- Opening Delimiter -
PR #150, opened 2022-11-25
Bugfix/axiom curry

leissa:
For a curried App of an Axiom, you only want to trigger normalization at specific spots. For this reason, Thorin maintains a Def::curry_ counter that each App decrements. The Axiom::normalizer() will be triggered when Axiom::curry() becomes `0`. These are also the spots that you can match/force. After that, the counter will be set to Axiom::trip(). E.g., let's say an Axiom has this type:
- Closing Delimiter -
Extract every line above containing the word "curry".

Bugfix/axiom curry
For a curried App of an Axiom, you only want to trigger normalization at specific spots. For this reason, Thorin maintains a Def::curry_ counter that each App decrements. The Axiom::normalizer() will be triggered when Axiom::curry() becomes `0`. These are also the spots that you can match/force. After that, the counter will be set to Axiom::trip(). E.g., let's say an Axiom has this type:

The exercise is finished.